Hash functions have quite a lot of properties, each of which may be important — to a greater or lesser extent — depending on the usage in question. For example, in cryptography it is important for minimal change in incoming data to produce maximum possible change in the corresponding result.

However, it is speed which is of most interest to us. The productivity of hash functions may vary a lot, and speed often depends on the quantity of data fed into them. When a long string of bytes is fed into a hash function, it may make sense to use SIMD instructions for more effective use of the capabilities of contemporary processors.

In addition to the standard hash function from C++ I will see how xxhash and t1ha cope.

Memory allocation

A second factor which will definitely affect our results is the memory allocator. Speed of operation and the volume of memory used will directly depend on this. The standard allocator from libc is jack of all trades. It is good for everything, but not ideal for anything.

As an alternative, I will consider jemalloc. Despite the fact that in the test we don’t make use of one of its main advantages, namely work with multithreading — I expect faster work with this allocator.

Results

The test results in respect of a random search of ten million elements are given below. The two parameters which interest me most are the time taken to perform the test and maximum memory used (RSS of the process at its high point).

As a key, I used a 32-bit integer, and as a value I used the pointer (64 bits). These are the key and value sizes we use most often.

I haven’t shown the results of other tests, which you can find in the repository, as I was most interested in random get and memory use.

The fastest associative array proved to be dense hash from Google. Next came spp and then std::unordered_map.

However, if we look at memory, we can see that dense_hash_map uses more memory than other implementations. In fact, that is what the documentation states. Moreover, if our test were to include competing read and write functions, we would probably encounter stop-the-world readjustment. Thus, in applications where responsiveness and writing a large number of entries are important, dense hash cannot be used.

I also looked at alternative implementations of hash functions. However, it worked out that the standard std::hash is fastest.
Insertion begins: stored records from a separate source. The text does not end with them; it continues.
PR #2544, opened 2022-08-02
Fix NPE issue in DevicesClient unit tests

timtay-microsoft:
Mocked http response had no defined payload so the deserialization logic threw an NPE on some platforms


abhipsaMisra (approved):
Any idea why this was throwing an exception only for certain frameworks?

timtay-microsoft:
> Any idea why this was throwing an exception only for certain frameworks?

It must have something to do with how our mocking framework handles unassigned properties on a mocked object. I'm guessing .NET 5/6 give it a default non-null value whereas other frameworks don't

PR #2548, opened 2022-08-04
refactor(iot-device): Remove DeviceIdentity and add the information to IotHubConnectionInfo

abhipsaMisra:
Rework of #2538


iothub/device/src/Authentication/IotHubConnectionInfo.cs
```diff
@@ -3,22 +3,26 @@
...
+        public IotHubConnectionInfo(
+            IotHubConnectionStringBuilder builder,
+            IotHubClientOptions iotHubClientOptions)
         {
             if (builder == null)
             {
                 throw new ArgumentNullException(nameof(builder));
             }
 
+            builder.Validate();
```
abhipsaMisra, line 24: We were previously used the following to create an IotHubConnectionInfo instance. Since this was called from an IotHubConnectionStringBuilder instance, this will not have the ClientOptions. The important bit in the method call below, however, is the call to Validate. I've moved it to the constructor.

```csharp
        internal IotHubConnectionInfo ToIotHubConnectionInfo()
        {
            Validate();
            return new IotHubConnectionInfo(this);
        }
```

iothub/device/src/Authentication/IotHubConnectionInfo.cs
```diff
@@ -30,9 +35,7 @@ public IotHubConnectionInfo(IotHubConnectionStringBuilder builder)
             DeviceId = builder.DeviceId;
             ModuleId = builder.ModuleId;
 
-            HttpsEndpoint = new UriBuilder(Uri.UriSchemeHttps, HostName).Uri;
-
-            AmqpEndpoint = new UriBuilder(CommonConstants.AmqpsScheme, HostName, DefaultAmqpSecurePort).Uri;
```
abhipsaMisra, line 35: Moved them to the transport specific classes

iothub/device/src/Transport/Http/HttpTransportHandler.cs
```diff
@@ -62,18 +62,18 @@ internal sealed class HttpTransportHandler : TransportHandler
...
             bool isClientPrimaryTransportHandler = false)
             : base(context, transportSettings)
         {
-            ProductInfo productInfo = context.ProductInfo;
-            _deviceId = iotHubConnectionString.DeviceId;
-            _moduleId = iotHubConnectionString.ModuleId;
+            ProductInfo productInfo = context.IotHubConnectionInfo.ClientOptions.ProductInfo;
+            _deviceId = context.IotHubConnectionInfo.DeviceId;
+            _moduleId = context.IotHubConnectionInfo.ModuleId;
+            Uri httpsEndpoint = new UriBuilder(Uri.UriSchemeHttps, context.IotHubConnectionInfo.HostName).Uri;
```
abhipsaMisra, line 73: Moved from IotHubConnectionInfo:

```csharp
HttpsEndpoint = new UriBuilder(Uri.UriSchemeHttps, HostName).Uri;
```

iothub/device/src/Transport/Amqp/AmqpAuthenticationRefresher.cs
```diff
@@ -13,23 +13,25 @@ namespace Microsoft.Azure.Devices.Client.Transport.Amqp
...
+        internal AmqpAuthenticationRefresher(IClientIdentity clientIdentity, AmqpIotCbsLink amqpCbsLink)
         {
             _amqpIotCbsLink = amqpCbsLink;
-            _connInfo = deviceIdentity.IotHubConnectionInfo;
-            _audience = deviceIdentity.Audience;
-            _amqpIotCbsTokenProvider = new AmqpIotCbsTokenProvider(_connInfo);
+            _clientIdentity = clientIdentity;
+            _audience = clientIdentity.AmqpCbsAudience;
+            _amqpIotCbsTokenProvider = new AmqpIotCbsTokenProvider(_clientIdentity);
+            _amqpEndpoint = new UriBuilder(CommonConstants.AmqpsScheme, clientIdentity.HostName, CommonConstants.DefaultAmqpSecurePort).Uri;
```
abhipsaMisra, line 30: Moved from IotHubConnectionInfo:

```csharp
AmqpEndpoint = new UriBuilder(CommonConstants.AmqpsScheme, HostName, DefaultAmqpSecurePort).Uri;
```

iothub/device/src/Transport/AmqpIot/AmqpIotSession.cs
```diff
@@ -342,23 +344,28 @@ internal bool IsClosing()
...
                     deviceTemplate,
-                    WebUtility.UrlEncode(deviceIdentity.IotHubConnectionInfo.DeviceId))
+                    WebUtility.UrlEncode(clientIdentity.DeviceId))
                 : string.Format(
                     CultureInfo.InvariantCulture,
                     moduleTemplate,
-                    WebUtility.UrlEncode(deviceIdentity.IotHubConnectionInfo.DeviceId), WebUtility.UrlEncode(deviceIdentity.IotHubConnectionInfo.ModuleId));
+                    WebUtility.UrlEncode(clientIdentity.DeviceId), WebUtility.UrlEncode(clientIdentity.ModuleId));
 
-            return deviceIdentity.IotHubConnectionInfo.BuildLinkAddress(path).AbsoluteUri;
```
abhipsaMisra, line 361: Moved from IotHubConnectionInfo:

```csharp
public Uri BuildLinkAddress(string path)
{
	var builder = new UriBuilder(AmqpEndpoint)
	{
		Path = path,
	};

	return builder.Uri;
}
```

iothub/device/src/IotHubClientOptions.cs
```diff
@@ -89,6 +89,12 @@ public IotHubClientOptions(IotHubClientTransportSettings transportSettings)
...
         /// Stores custom product information that will be appended to the user agent string that is sent to IoT hub.
         /// </summary>
-        public string ProductInfo { get; set; }
+        public string CustomProductInfo
+        { 
+            get => ProductInfo.Extra;
+            set => ProductInfo.Extra = value;
+        }
+
+        internal ProductInfo ProductInfo { get; } = new ProductInfo();
```
abhipsaMisra, line 98: This internal property is required because the public one stores only the extra custom text that is appended to the SDK defined user-agent string (ProductInfo).

iothub/device/src/Pipeline/PipelineContext.cs
```diff
@@ -7,14 +7,8 @@ namespace Microsoft.Azure.Devices.Client
 {
     internal class PipelineContext
     {
-        internal IotHubClientTransportSettings TransportSettings { get; set; }
```
abhipsaMisra, line 10: PipelineContext holds IotHubConnectionInfo, which in turn holds ClientOptions. TransportSettings and ProductInfo are a part of ClientOptions. So, we don't need PipelineContext to hold them explicitly.

iothub/device/src/Authentication/IClientIdentity.cs
```diff
@@ -0,0 +1,88 @@
...
+    internal interface IClientIdentity
+    {
+        /// <summary>
+        /// Authentication method associated with this client that uses a shared access signature token
+        /// and allows for token refresh.
+        /// </summary>
+        AuthenticationWithTokenRefresh TokenRefresher { get; }
+
+        /// <summary>
+        /// The IoT Hub this client connects to.
```
drwill-ms, line 20:
```suggestion
        /// The IoT hub this client connects to.
```

iothub/device/src/Authentication/IClientIdentity.cs
```diff
@@ -0,0 +1,88 @@
...
+        /// </summary>
+        string IotHubName { get; }
+
+        /// <summary>
+        /// The device ID associated with this client.
```
drwill-ms, line 25:
```suggestion
        /// The device Id associated with this client.
```

iothub/device/src/Pipeline/TransportHandlerFactory.cs
```diff
@@ -12,49 +12,43 @@ internal class TransportHandlerFactory : ITransportHandlerFactory
...
 
-            if (transportSettings is IotHubClientAmqpSettings)
+            if (connInfo.ClientOptions.TransportSettings is IotHubClientAmqpSettings iotHubClientAmqpSettings)
             {
                 return new AmqpTransportHandler(
                     context,
-                    connInfo,
-                    transportSettings as IotHubClientAmqpSettings,
+                    iotHubClientAmqpSettings,
                     new Func<MethodRequestInternal, Task>(onMethodCallback),
```
abhipsaMisra, line 26: PipelineContext holds the callback definitions as well, so they can also be removed from this method signature. However, the delegate -> function transformation needs to be done first, so I'll do that in the next PR.

iothub/device/src/Authentication/IClientIdentity.cs
```diff
@@ -0,0 +1,88 @@
...
+        /// The host service that this client connects to.
+        /// This can either be the IoT hub name or a gateway service name.
+        /// </summary>
+        string HostName { get; }
+
+        // TODO (abmisr): Consolidate with AmqpCbsAudience
+        /// <summary>
+        /// This currently points to the hostname.
+        /// This needs to store the formatted audience (hostname/devices/deviceId)
+        /// </summary>
```
drwill-ms, line 44:
```suggestion
        /// This currently points to the host name.
        /// </summary>
        /// <remarks>
        /// This needs to store the formatted audience (hostname/devices/deviceId)
        /// </remarks>
```

iothub/device/src/Authentication/IClientIdentity.cs
```diff
@@ -0,0 +1,88 @@
...
+
+        /// <summary>
+        /// The shared access key used to connect to the IoT hub service.
+        /// </summary>
+        string SharedAccessKey { get; }
+
+        /// <summary>
+        /// The shared access signature used to connect to the IoT hub service.
+        /// </summary>
+        string SharedAccessSignature { get; }
```
drwill-ms, line 60: I wonder if we should have a sub-type to hold all 3 of these things, since they go together.

iothub/device/src/Authentication/IotHubConnectionInfo.cs
```diff
@@ -97,58 +100,54 @@ public IotHubConnectionInfo(IotHubConnectionStringBuilder builder)
...
+        public IotHubClientOptions ClientOptions { get; }
 
-        public string SharedAccessSignature { get; private set; }
+        // TODO (abmisr): Consolidate with Audience
+        public string AmqpCbsAudience { get; }
 
-        public bool IsUsingGateway { get; private set; }
+        public bool IsPooling()
+        {
+
```
drwill-ms, line 146: extra newline here can be removed

iothub/device/src/Authentication/IotHubConnectionInfo.cs
```diff
@@ -97,58 +100,54 @@ public IotHubConnectionInfo(IotHubConnectionStringBuilder builder)
...
+            return AuthenticationModel != AuthenticationModel.X509
+                && ClientOptions.TransportSettings is IotHubClientAmqpSettings iotHubClientAmqpSettings1
```
drwill-ms, line 148: Why iotHubClientAmqpSettings**1**?

iothub/device/src/Authentication/IotHubConnectionInfo.cs
```diff
@@ -178,14 +177,63 @@ async Task<string> IAuthorizationProvider.GetPasswordAsync()
             }
         }
 
-        public Uri BuildLinkAddress(string path)
+        public override bool Equals(object obj)
```
drwill-ms, line 180: Is this method even needed? I found one on another object that had no references, so I assumed it was created with no applicable reason in mind.

iothub/device/src/Authentication/IotHubConnectionInfo.cs
```diff
@@ -178,14 +177,63 @@ async Task<string> IAuthorizationProvider.GetPasswordAsync()
...
+        private static int UpdateHashCode(int hashCode, object field)
+        {
+            return field == null
+                ? hashCode
+                : hashCode * -1521134295 + field.GetHashCode();
+        }
+
+        private string CreateAmqpCbsAudience()
+        {
+            // If the shared access key name is null then this is an individual sas authenticated client.
```
drwill-ms, line 219:
```suggestion
            // If the shared access key name is null then this is an individual SAS authenticated client.
```

iothub/device/src/Authentication/IotHubConnectionInfo.cs
```diff
@@ -178,14 +177,63 @@ async Task<string> IAuthorizationProvider.GetPasswordAsync()
...
+            // SAS tokens granted to an individual sas authenticated client will be scoped to an individual device; for example, myHub.azure-devices.net/devices/device1.
```
drwill-ms, line 220:
```suggestion
            // SAS tokens granted to an individual SAS authenticated client will be scoped to an individual device; for example, myHub.azure-devices.net/devices/device1.
```

iothub/device/src/Authentication/IotHubConnectionInfo.cs
```diff
@@ -178,14 +177,63 @@ async Task<string> IAuthorizationProvider.GetPasswordAsync()
...
+                {
+                    clientAudience += $"/modules/{WebUtility.UrlEncode(ModuleId)}";
+                }
 
-            return builder.Uri;
+                return clientAudience;
+            }
+            else
+            {
+                // If the shared access key name is not null then this is a group sas authenticated client.
```
drwill-ms, line 233:
```suggestion
                // If the shared access key name is not null then this is a group SAS authenticated client.
```

iothub/device/src/Authentication/IotHubConnectionInfo.cs
```diff
@@ -178,14 +177,63 @@ async Task<string> IAuthorizationProvider.GetPasswordAsync()
...
+                // SAS tokens granted to a group sas authenticated client will scoped to the IoT hub-level; for example, myHub.azure-devices.net
```
drwill-ms, line 234:
```suggestion
                // SAS tokens granted to a group SAS authenticated client will scoped to the IoT hub-level; for example, myHub.azure-devices.net
```

iothub/device/src/IotHubClientOptions.cs
drwill-ms, line 98:
```suggestion
        internal ProductInfo ProductInfo { get; } = new();
```

iothub/device/src/Transport/Mqtt/MqttTransportHandler.cs
```diff
@@ -1118,7 +1116,9 @@ void OnTwinResponse(Message possibleResponse)
                      settings.SslProtocols,
                      settings.CertificateRevocationCheck,
                      certs,
-                     iotHubConnectionString.HostName);
+                     clientIdentity.HostName);
+
+                var iotHubConnectionInfo = clientIdentity as IotHubConnectionInfo;
```
drwill-ms, line 1121: What if it isn't and this comes back null?

iothub/device/src/Authentication/IClientIdentity.cs
abhipsaMisra: That's an idea. We should revisit that when we rework the auth classes.

iothub/device/tests/Transport/Http/HttpTransportHandlerTests.cs
```diff
@@ -91,7 +91,12 @@ public void HttpTransportHandler_DisableReceiveMessageAsync_ThrowsNotSupportedEx
 
         HttpTransportHandler CreateFromConnectionString()
         {
-            return new HttpTransportHandler(new PipelineContext(), IotHubConnectionInfoExtensions.Parse(DumpyConnectionString), new IotHubClientHttpSettings());
+            return new HttpTransportHandler(
+                new PipelineContext
+                {
+                    IotHubConnectionInfo = new IotHubConnectionInfo(new IotHubConnectionStringBuilder(DumpyConnectionString), new IotHubClientOptions(new IotHubClientHttpSettings())),
```
drwill-ms, line 97: Haha dumpy?

iothub/device/src/Authentication/IotHubConnectionInfo.cs
abhipsaMisra: Ah, I was reworking the logic, and this was to avoid conflict with the existing logic. Updated.

drwill-ms (approved):

iothub/device/src/Authentication/IotHubConnectionInfo.cs
abhipsaMisra: I believe this particular one is being referenced in our connection pooling logic to resolve the identity of the AmqpUnit to be removed from the pool. I can add a comment calling that out.

iothub/device/tests/Transport/Http/HttpTransportHandlerTests.cs
abhipsaMisra: iirc we used to call these "dummy" but the code analysis tools kept complaining.

iothub/device/src/Authentication/IClientIdentity.cs
```diff
@@ -0,0 +1,88 @@
...
+// Licensed under the MIT license. See LICENSE file in the project root for full license information.
+
+using Microsoft.Azure.Devices.Client.Transport;
+
+namespace Microsoft.Azure.Devices.Client
+{
+    /// <summary>
+    /// Interface for device configurations and common attributes.
+    /// </summary>
+    internal interface IClientIdentity
```
abhipsaMisra, line 11: ClientConfiguration?

abhipsaMisra: Note about testing and interface/ abstract class

iothub/device/tests/Transport/Http/HttpTransportHandlerTests.cs
drwill-ms: The word you're looking for is `Fake`.

iothub/device/src/Transport/Mqtt/MqttTransportHandler.cs
abhipsaMisra: That's a good point. I'll update the IClientConfiguration interface to reflect all the properties and methods that any class down the pipeline would expect it to have. We won't need to cast it, then.

PR #2549, opened 2022-08-04
Re-organize Direct Methods APIs a bit

timtay-microsoft:
Before
```csharp
public virtual async Task<CloudToDeviceMethodResult> InvokeAsync(string deviceId, CloudToDeviceMethod cloudToDeviceMethod, CancellationToken cancellationToken = default)
```

After
```csharp
public virtual async Task<DirectMethodResponse> InvokeAsync(string deviceId, string methodName, DirectMethodRequestOptions options = null, CancellationToken cancellationToken = default)
```

This change gives us a minimal method invocation call that looks like

```csharp
DirectMethodResponse response = serviceClient.DirectMethods.InvokeAsync("myDevice", "myMethodName");
```

And moves the payload and connect/response timeouts into an options bundle

The one big problem here is that we will still need to expose a DirectMethodRequest object (containing a mix of required and optional parameters) outside of this subclient such as in the [GetScheduledJob API](https://docs.microsoft.com/en-us/rest/api/iothub/service/jobs/get-scheduled-job#cloudtodevicemethod). My solution to this is to still expose this DirectMethodRequest json serialization type, but only make getters public. That way, users can't create a DirectMethodRequest themselves, but they can still get all the context given to the SDK in APIs like GetScheduledJobs


iothub/service/src/DirectMethod/DirectMethodRequestOptions.cs
```diff
@@ -0,0 +1,30 @@
...
+    /// <summary>
+    /// Optional parameters to execute a direct method with.
+    /// </summary>
+    public class DirectMethodRequestOptions
+    {
+        /// <summary>
+        /// The timeout (in seconds) before the direct method request will fail if the device fails to respond to the request.
+        /// This timeout may happen if the target device is slow in handling the direct method.
+        /// </summary>
+        public int? ResponseTimeout { get; set; }
```
timtay-microsoft, line 15: Note that we used to accept this as a timespan. I'm in favor of using int? here instead because the service has pretty strict limits on what this value can be (5-300). On top of that, exposing these as a timespan might falsely convince users that there is a level of granularity beyond seconds. Finally, if users try to pass in something like

```csharp
options.ResponseTimeout = TimeSpan.FromMilliseconds(50);
```

Then the SDK/service will end up interpreting that as 0 seconds and throw an exception that would confuse users.

The typical code for a user would go from

```csharp
options.ResponseTimeout = TimeSpan.FromSeconds(50);
```

to

```csharp
options.ResponseTimeout = 50;
```

iothub/service/src/DirectMethod/DirectMethodRequestOptions.cs
```diff
@@ -0,0 +1,30 @@
...
+        /// This timeout may happen if the target device is not connected to the cloud or if the cloud fails to deliver
+        /// the request to the target device in time. If this value is set to 0 seconds, then the target device must be online
+        /// when this direct method request is made.
+        /// </summary>
+        public int? ConnectionTimeout { get; set; }
+
+        /// <summary>
+        /// The json payload for the request.
+        /// </summary>
+        public string Payload { get; set; }
```
timtay-microsoft, line 28: I want to revisit this payload type later the way we did in Java v2 in a later PR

A colleague happened to notice that in the case of 32- or 64-bit keys std::hash is basically just an identity. In other words, the numbers fed in and coming out are the same, or, to put it another way, the function doesn’t do anything. хxhash and t1ha, for their part, calculate the hash fairly.

In terms of productivity jemalloc is useful. Practically all implementations become faster.

However, in terms of memory use jemalloc is not so good.

Source code and hardware

I put the source code for the benchmarks on github. If you want, you can replicate my tests or expand them.

I performed the tests on my own home desktop computer:

● Ubuntu 11.04

● Linux 4.10.0

● Intel® Core(TM) i7–6700K CPU @ 4.00GHz

● 32 GiB DDR4 memory

● GCC 6.3.0

● Compiler flags: -std=c++11 -O3 -ffast-math

Brief conclusions and concluding remarks

Our tests have shown the strong potential of spp as a replacement for Judy. spp proved to be faster for random gets and its overhead in terms of memory is not too large.

We have made a simple C++ wrapper for C and in the near future we shall try spp out on one of our highly in-demand services.

In terms of a purely philosophical conclusion I would say that each of the implementations we have considered has its advantages and disadvantages and a choice should be made based on the task at hand. Understanding the internal structure of the implementations in question should help you to find the right solution for your particular task. It is this understanding which often makes the difference between simply being an engineer and being a more proficient one.